PR #3350, opened 2022-04-11
Fix CardTransition iPad

evancrow:
We were always using the full width of the device, even if on `iPad`, the window was not. This just changes how the width was calculated. I was trying to re-create the issue the comment laid out, but it doesn't seem to occur. 

### How was this tested?
- [x] I tested this manually
- [ ] I added automated tests

**Before:**

https://user-images.githubusercontent.com/37356984/162842932-ca6a449b-dc23-4f1e-92b0-f81d4efb1810.mp4

**After:**

https://user-images.githubusercontent.com/37356984/162842942-2aa5483e-d9c6-45e8-8e0d-2b5ba0afc9b2.mp4

iPhone:

https://user-images.githubusercontent.com/37356984/162842945-105fc7e0-3511-4497-aae4-79031a865317.mp4


chung-lai:
The fix makes sense to me.  @chassu left the original comment, would love a look from him

darinwf:
Be sure that landscape card transitions still look right. Make sure the
card is scaled properly. I believe there was a problem before when the code
was originally as this PR makes it.

evancrow:
@darinwf Oh right, now I remember the original issue. I'll set it up to only use the `containerFrame` on iPad, since that's where the issue I was trying to fix occurred anyways...

chung-lai (approved):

**Description of the task:** Reproduce every line of the material exactly.

**Task result:**
PR #3350, opened 2022-04-11
Fix CardTransition iPad

evancrow:
We were always using the full width of the device, even if on `iPad`, the window was not. This just changes how the width was calculated. I was trying to re-create the issue the comment laid out, but it doesn't seem to occur. 

### How was this tested?
- [x] I tested this manually
- [ ] I added automated tests

**Before:**

https://user-images.githubusercontent.com/37356984/162842932-ca6a449b-dc23-4f1e-92b0-f81d4efb1810.mp4

**After:**

https://user-images.githubusercontent.com/37356984/162842942-2aa5483e-d9c6-45e8-8e0d-2b5ba0afc9b2.mp4

iPhone:

https://user-images.githubusercontent.com/37356984/162842945-105fc7e0-3511-4497-aae4-79031a865317.mp4


chung-lai:
The fix makes sense to me.  @chassu left the original comment, would love a look from him

darinwf:
Be sure that landscape card transitions still look right. Make sure the
card is scaled properly. I believe there was a problem before when the code
was originally as this PR makes it.

evancrow:
@darinwf Oh right, now I remember the original issue. I'll set it up to only use the `containerFrame` on iPad, since that's where the issue I was trying to fix occurred anyways...

chung-lai (approved):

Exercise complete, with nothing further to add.